=== Entries provided ===

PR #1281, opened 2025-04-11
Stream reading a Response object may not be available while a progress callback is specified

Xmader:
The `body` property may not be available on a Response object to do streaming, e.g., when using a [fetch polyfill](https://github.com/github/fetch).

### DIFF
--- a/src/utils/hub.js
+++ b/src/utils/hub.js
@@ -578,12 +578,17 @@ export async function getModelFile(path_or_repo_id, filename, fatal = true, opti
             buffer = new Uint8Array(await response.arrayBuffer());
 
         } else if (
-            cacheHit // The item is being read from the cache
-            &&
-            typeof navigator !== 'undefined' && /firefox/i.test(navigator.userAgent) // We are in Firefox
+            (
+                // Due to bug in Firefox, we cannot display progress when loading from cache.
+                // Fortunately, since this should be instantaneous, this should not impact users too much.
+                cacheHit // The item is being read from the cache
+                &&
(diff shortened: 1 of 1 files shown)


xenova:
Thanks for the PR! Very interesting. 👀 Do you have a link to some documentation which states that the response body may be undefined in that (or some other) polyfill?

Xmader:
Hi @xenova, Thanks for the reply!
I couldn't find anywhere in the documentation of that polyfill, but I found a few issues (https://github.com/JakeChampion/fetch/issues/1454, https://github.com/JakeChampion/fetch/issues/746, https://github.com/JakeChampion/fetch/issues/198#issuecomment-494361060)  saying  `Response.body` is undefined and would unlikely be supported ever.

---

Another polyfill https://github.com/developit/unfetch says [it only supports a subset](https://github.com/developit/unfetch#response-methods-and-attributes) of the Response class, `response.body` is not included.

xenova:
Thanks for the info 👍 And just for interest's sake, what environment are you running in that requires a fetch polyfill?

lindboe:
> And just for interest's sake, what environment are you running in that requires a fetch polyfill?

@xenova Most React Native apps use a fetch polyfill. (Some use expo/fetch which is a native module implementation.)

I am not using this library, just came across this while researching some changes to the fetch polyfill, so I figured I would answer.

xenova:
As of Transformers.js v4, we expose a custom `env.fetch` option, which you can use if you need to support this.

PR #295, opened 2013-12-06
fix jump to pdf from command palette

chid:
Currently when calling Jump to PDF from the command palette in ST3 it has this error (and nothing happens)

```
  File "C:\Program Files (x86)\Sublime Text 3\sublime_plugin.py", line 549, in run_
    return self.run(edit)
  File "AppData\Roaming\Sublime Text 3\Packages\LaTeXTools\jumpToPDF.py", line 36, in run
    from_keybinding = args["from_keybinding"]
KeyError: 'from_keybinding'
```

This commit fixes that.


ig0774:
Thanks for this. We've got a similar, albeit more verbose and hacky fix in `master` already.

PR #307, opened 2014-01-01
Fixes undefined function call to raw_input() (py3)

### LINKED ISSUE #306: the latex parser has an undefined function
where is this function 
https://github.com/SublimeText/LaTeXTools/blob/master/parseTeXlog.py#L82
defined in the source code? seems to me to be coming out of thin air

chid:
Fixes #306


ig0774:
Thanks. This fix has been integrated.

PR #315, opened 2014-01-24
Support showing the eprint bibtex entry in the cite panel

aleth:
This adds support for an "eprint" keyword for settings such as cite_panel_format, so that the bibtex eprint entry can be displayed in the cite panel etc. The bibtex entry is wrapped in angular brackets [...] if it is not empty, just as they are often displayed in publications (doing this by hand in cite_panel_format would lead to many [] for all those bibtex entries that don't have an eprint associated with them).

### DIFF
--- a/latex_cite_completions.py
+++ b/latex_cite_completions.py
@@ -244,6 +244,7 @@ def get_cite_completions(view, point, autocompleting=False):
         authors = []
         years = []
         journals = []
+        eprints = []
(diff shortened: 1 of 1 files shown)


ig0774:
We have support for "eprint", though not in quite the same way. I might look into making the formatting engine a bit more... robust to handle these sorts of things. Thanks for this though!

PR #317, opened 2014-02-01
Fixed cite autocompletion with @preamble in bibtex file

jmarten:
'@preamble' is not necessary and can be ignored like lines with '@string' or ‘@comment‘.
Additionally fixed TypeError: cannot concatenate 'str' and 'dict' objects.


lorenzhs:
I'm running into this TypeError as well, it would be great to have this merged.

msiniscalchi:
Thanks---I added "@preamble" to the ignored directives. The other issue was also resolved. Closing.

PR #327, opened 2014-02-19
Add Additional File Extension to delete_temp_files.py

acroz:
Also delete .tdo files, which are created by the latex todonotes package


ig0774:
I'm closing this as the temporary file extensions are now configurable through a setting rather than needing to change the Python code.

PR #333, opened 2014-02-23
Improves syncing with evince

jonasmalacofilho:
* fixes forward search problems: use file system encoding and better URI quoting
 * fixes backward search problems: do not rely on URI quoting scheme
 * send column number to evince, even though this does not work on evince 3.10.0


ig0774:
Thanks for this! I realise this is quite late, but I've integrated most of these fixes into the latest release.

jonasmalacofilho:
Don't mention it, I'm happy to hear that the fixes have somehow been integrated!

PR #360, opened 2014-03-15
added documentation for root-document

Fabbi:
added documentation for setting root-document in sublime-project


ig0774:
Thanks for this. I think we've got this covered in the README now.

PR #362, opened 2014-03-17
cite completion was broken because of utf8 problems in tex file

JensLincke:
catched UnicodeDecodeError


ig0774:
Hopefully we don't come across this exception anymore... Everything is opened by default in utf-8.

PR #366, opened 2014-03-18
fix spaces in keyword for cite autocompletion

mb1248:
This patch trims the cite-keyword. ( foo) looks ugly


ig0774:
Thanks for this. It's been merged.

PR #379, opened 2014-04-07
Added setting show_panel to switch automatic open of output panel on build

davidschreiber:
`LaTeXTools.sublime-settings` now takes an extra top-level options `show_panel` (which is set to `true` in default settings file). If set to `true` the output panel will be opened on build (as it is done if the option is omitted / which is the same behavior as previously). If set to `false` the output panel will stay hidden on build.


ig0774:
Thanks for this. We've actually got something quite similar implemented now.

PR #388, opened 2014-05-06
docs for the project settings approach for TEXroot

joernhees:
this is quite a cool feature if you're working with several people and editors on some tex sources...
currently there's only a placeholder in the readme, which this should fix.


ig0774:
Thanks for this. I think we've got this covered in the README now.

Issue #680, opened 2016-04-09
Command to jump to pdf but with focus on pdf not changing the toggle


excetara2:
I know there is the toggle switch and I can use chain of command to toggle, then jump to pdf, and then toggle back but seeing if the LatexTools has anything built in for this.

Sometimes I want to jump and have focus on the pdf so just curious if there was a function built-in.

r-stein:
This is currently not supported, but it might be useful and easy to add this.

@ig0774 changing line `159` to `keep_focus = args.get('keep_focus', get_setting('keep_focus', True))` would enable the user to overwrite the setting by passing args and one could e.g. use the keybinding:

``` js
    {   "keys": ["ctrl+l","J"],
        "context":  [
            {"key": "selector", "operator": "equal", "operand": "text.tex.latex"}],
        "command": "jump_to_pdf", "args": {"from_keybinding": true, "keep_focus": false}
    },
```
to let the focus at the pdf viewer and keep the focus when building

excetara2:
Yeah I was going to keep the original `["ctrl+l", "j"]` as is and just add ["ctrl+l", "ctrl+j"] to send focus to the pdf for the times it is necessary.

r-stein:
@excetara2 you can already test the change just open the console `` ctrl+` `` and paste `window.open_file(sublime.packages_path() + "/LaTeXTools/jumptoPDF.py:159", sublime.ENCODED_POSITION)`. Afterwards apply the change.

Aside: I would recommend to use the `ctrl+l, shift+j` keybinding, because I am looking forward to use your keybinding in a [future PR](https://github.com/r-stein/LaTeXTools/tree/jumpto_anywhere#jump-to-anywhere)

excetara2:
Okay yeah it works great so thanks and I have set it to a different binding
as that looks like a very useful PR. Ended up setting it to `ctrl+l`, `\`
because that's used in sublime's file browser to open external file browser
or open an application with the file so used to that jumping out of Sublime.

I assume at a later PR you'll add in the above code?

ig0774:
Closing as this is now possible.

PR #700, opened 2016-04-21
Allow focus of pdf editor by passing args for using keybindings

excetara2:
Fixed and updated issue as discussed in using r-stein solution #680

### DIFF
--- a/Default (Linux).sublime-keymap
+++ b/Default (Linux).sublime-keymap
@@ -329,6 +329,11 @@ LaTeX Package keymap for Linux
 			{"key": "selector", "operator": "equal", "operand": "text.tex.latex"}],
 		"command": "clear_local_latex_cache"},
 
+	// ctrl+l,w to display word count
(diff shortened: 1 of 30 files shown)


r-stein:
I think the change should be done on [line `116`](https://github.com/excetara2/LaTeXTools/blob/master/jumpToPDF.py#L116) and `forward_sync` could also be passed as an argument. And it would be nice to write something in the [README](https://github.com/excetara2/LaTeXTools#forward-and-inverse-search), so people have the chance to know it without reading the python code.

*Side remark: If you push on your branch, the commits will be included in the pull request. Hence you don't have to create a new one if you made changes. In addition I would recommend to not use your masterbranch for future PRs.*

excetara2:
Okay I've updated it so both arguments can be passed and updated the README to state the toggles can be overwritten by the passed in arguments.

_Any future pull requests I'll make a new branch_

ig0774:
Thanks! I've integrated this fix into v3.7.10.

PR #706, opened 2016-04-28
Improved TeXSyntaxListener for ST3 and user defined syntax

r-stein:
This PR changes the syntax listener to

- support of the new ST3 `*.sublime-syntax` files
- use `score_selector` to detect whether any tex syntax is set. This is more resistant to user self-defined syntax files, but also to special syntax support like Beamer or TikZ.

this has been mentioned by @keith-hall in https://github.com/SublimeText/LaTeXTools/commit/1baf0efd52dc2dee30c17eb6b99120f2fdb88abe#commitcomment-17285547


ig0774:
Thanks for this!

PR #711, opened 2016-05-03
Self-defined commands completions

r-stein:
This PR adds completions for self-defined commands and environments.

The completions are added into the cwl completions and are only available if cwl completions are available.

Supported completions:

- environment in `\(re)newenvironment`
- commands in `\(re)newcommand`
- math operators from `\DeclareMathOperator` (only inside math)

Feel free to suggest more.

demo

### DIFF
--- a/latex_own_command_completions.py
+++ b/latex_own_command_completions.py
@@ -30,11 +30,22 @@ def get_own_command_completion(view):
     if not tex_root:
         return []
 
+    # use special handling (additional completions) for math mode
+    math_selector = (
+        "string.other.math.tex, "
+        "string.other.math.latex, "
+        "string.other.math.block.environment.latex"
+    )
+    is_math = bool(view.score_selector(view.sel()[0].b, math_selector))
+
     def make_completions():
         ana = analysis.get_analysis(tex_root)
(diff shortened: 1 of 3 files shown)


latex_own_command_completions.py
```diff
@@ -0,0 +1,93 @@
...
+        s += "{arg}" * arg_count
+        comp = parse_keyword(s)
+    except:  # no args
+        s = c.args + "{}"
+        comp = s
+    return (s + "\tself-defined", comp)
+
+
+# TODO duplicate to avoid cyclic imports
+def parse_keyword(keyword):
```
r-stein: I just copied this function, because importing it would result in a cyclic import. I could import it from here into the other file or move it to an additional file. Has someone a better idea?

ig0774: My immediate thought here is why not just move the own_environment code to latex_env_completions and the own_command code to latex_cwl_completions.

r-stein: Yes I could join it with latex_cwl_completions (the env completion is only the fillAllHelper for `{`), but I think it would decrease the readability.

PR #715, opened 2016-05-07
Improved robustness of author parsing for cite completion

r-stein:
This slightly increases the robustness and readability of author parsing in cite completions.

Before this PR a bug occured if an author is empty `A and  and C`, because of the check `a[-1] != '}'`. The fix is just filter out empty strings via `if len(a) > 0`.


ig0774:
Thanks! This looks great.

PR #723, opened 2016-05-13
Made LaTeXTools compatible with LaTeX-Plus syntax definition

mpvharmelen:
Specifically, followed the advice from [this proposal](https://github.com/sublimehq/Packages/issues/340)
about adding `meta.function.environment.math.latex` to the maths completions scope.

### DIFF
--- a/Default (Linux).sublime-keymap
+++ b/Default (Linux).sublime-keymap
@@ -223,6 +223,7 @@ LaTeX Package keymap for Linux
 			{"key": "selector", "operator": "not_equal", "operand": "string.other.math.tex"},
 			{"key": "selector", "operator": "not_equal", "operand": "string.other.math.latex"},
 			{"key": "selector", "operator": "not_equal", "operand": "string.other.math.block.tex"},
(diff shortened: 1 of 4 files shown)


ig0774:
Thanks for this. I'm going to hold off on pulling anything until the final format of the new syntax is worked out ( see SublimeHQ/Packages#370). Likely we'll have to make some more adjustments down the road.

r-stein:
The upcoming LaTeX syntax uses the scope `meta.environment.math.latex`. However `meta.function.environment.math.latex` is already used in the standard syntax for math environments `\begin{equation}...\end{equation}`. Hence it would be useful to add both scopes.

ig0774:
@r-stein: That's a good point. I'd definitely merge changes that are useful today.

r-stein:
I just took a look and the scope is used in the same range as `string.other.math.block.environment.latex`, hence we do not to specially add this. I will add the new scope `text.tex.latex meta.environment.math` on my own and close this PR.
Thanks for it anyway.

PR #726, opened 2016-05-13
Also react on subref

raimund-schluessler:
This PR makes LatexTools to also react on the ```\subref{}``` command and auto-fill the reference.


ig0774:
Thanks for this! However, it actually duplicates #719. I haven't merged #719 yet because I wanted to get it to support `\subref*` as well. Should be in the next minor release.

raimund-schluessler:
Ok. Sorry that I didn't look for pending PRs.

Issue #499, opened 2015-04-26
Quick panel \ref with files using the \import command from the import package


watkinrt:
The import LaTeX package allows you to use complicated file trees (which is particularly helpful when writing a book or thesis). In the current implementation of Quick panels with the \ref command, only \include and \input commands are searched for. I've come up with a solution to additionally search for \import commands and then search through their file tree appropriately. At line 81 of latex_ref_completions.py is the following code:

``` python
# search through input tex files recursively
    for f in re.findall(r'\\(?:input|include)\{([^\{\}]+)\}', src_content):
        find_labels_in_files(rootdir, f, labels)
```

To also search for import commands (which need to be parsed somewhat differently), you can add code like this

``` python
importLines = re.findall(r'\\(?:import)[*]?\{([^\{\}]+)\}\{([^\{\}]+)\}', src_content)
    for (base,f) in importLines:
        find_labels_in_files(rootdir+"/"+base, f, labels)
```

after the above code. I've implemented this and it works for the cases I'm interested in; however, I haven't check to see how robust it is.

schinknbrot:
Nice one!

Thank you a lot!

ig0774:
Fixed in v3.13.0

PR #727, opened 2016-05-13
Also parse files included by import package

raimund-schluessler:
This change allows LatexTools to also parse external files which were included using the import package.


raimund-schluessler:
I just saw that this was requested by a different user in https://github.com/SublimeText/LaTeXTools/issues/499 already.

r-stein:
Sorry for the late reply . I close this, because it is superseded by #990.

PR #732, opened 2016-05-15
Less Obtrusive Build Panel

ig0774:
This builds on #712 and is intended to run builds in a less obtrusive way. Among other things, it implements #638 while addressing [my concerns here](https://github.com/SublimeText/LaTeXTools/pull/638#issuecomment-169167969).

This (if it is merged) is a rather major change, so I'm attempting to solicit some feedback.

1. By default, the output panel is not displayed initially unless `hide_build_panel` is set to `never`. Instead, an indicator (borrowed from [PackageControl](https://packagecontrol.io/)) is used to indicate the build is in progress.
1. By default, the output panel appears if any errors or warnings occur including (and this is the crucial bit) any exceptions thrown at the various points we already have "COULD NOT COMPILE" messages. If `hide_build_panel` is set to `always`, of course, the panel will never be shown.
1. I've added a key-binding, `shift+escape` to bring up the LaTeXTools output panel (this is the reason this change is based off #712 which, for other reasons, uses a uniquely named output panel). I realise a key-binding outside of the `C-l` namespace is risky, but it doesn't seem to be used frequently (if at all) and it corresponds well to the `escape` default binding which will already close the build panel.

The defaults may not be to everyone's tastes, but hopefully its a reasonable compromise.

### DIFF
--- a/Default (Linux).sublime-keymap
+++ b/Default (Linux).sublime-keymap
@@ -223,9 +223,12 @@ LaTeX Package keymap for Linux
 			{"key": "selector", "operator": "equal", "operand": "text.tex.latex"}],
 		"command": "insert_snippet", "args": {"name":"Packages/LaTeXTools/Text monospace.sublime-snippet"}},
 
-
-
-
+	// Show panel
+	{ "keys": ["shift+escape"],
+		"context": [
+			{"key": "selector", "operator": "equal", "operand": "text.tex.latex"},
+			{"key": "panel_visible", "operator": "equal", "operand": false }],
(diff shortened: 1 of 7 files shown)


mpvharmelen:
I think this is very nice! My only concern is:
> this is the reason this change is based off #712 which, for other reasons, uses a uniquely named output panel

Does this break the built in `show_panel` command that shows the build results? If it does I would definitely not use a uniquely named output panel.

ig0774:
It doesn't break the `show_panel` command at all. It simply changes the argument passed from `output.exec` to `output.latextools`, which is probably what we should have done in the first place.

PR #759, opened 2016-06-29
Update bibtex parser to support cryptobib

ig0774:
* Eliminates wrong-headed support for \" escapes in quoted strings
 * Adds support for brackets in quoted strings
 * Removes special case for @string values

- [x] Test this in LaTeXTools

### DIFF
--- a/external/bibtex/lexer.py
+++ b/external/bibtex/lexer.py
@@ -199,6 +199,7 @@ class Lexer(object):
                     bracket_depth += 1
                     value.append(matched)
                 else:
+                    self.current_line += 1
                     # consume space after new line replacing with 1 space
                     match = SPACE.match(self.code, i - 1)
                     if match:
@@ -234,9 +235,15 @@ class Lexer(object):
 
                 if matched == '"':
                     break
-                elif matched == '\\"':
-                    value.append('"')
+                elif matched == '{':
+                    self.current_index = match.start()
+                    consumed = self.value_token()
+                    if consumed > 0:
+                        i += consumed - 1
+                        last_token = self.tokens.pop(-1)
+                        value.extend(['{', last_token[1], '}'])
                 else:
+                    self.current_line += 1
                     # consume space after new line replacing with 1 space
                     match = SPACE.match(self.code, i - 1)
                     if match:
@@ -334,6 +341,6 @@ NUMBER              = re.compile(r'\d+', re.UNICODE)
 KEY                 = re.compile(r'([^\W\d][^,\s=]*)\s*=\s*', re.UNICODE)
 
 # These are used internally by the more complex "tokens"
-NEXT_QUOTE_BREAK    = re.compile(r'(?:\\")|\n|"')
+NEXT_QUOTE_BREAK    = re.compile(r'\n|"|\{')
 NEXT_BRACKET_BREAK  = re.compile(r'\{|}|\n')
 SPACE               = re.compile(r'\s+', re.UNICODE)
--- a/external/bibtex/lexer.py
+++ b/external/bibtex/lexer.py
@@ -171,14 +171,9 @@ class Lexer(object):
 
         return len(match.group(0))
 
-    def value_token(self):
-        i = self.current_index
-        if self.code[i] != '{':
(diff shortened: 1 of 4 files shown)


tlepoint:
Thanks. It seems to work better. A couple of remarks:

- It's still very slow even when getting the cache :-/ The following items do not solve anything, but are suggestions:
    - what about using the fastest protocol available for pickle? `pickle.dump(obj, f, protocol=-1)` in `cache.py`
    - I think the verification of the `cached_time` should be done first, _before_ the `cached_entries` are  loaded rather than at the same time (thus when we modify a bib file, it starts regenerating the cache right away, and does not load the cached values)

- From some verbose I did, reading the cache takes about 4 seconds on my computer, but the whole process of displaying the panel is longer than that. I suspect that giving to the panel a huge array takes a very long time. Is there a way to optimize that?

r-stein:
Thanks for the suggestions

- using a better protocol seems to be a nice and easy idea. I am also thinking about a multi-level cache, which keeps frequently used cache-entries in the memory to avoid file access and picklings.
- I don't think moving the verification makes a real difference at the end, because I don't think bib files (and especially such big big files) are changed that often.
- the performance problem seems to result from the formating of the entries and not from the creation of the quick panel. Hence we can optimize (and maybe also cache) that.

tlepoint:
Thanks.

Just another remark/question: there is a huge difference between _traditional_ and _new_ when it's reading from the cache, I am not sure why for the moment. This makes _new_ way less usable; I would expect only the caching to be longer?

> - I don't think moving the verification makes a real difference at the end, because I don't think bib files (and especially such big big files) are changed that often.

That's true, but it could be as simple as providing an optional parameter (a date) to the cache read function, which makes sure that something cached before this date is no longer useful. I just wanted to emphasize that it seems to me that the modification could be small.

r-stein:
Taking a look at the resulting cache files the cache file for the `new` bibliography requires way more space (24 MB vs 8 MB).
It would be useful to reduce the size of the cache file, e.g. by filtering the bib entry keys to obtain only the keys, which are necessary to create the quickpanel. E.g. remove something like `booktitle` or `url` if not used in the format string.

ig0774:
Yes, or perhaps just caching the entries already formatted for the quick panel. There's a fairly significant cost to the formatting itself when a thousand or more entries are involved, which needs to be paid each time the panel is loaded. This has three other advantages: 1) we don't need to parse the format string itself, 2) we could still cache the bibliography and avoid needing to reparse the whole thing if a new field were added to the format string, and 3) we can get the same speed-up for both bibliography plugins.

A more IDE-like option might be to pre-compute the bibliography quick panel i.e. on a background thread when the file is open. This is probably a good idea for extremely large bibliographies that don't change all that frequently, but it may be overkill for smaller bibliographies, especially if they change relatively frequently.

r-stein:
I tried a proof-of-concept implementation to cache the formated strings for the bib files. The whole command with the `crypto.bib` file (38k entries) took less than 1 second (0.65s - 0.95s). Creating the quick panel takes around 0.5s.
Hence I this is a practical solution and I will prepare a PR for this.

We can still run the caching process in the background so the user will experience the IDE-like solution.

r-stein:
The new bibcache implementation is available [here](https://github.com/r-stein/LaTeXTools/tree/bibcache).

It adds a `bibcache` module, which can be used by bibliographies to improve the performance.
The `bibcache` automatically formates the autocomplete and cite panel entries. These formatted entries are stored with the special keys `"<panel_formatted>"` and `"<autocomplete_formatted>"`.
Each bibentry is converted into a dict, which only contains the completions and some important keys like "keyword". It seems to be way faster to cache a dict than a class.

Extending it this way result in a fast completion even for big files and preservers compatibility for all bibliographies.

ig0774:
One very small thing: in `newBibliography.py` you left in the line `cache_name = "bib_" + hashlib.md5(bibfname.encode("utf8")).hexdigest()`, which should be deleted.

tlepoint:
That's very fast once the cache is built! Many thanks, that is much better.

=== Exercise prompt ===
Please, from the material above, copy only the lines from the line with "users too much." up to and including the line with "PR #295, opened 2013-12-06", exactly as written.

=== Problem solution ===
+                // Fortunately, since this should be instantaneous, this should not impact users too much.
+                cacheHit // The item is being read from the cache
+                &&
(diff shortened: 1 of 1 files shown)


xenova:
Thanks for the PR! Very interesting. 👀 Do you have a link to some documentation which states that the response body may be undefined in that (or some other) polyfill?

Xmader:
Hi @xenova, Thanks for the reply!
I couldn't find anywhere in the documentation of that polyfill, but I found a few issues (https://github.com/JakeChampion/fetch/issues/1454, https://github.com/JakeChampion/fetch/issues/746, https://github.com/JakeChampion/fetch/issues/198#issuecomment-494361060)  saying  `Response.body` is undefined and would unlikely be supported ever.

---

Another polyfill https://github.com/developit/unfetch says [it only supports a subset](https://github.com/developit/unfetch#response-methods-and-attributes) of the Response class, `response.body` is not included.

xenova:
Thanks for the info 👍 And just for interest's sake, what environment are you running in that requires a fetch polyfill?

lindboe:
> And just for interest's sake, what environment are you running in that requires a fetch polyfill?

@xenova Most React Native apps use a fetch polyfill. (Some use expo/fetch which is a native module implementation.)

I am not using this library, just came across this while researching some changes to the fetch polyfill, so I figured I would answer.

xenova:
As of Transformers.js v4, we expose a custom `env.fetch` option, which you can use if you need to support this.

PR #295, opened 2013-12-06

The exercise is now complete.